[gdal-dev] [update] Re: Travis CI continuous integration service for GDAL
Antonio Valentino
antonio.valentino at tiscali.it
Sat Oct 13 23:16:10 PDT 2012
Hi Even,
Il giorno 14/ott/2012, alle ore 01:02, Even Rouault <even.rouault at mines-paris.org> ha scritto:
> Just a quick follow-up.
>
> I've just received the first pull request (
> https://github.com/OSGeo/gdal/pull/1 ) and managed to merge it and commit it
> to SVN with the following (based on your below advice) :
>
> git checkout trunk
> git svn rebase
> git checkout -b nas-fixes
I suppose that at this point you already used
git remote add <NAME> <URL>
git fetch <NAME>
> git pull https://github.com/jef-n/gdal nas-fixes
> git rebase -i trunk # here I've "merged" a few commits into single ones (for
> commits that fixed previous commits)
>
> # compile, test, etc...
>
> git checkout trunk
> git merge nas-fixes
someone [1] at this point suggests to use
git merge --no-ff nas-fixes
in order to keep track of the existence of the merged branch.

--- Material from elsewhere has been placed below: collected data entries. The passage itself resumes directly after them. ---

PR #2333, opened 2019-11-22
refactor: Remove obsolete code about invitation codes

roschaefer:
Since we decided to open Human Connection for public registration, we
don't need to create artificial shortage of signups. The original
intention here was too:

1. Grow the network slowly and under control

It is particularly useful if you use git-rebase before merging.
[1] http://nvie.com/posts/a-successful-git-branching-model/
> git svn dcommit --dry-run # just to be sure
> git show first_hash..last_hash # just to be sure
> git svn dcommit
>
yes, the procedure you described works in general, not only for pull requests or for projects hosted on GitHub :)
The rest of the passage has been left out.